Stored items:
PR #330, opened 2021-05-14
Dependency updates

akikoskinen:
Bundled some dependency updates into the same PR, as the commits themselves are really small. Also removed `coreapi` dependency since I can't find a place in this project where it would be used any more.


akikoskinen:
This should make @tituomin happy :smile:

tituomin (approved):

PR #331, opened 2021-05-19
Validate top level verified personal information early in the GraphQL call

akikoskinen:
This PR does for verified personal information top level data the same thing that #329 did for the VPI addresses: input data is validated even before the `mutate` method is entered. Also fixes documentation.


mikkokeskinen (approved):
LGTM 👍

--

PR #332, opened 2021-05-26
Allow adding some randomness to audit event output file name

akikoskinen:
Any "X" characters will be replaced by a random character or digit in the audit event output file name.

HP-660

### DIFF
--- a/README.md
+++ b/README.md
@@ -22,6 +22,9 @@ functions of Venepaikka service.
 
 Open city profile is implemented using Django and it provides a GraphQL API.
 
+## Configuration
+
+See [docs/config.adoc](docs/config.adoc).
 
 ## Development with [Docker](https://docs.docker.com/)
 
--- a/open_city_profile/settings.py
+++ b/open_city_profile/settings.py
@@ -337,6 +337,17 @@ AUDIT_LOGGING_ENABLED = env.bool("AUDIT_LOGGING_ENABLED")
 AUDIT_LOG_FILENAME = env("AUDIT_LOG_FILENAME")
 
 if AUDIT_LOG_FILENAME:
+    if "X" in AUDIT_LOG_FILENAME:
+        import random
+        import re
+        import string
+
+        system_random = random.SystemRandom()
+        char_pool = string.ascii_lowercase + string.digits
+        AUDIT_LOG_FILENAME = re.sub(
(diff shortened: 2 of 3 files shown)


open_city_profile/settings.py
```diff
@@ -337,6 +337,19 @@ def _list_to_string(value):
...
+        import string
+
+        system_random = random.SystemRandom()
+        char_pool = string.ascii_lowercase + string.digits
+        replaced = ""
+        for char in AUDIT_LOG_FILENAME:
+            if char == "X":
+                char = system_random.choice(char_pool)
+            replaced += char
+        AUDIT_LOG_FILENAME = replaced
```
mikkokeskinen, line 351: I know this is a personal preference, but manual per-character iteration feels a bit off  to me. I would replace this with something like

§ Directions
From the data above, count the lines that contain "updates" and write only that count.

§ Task output
2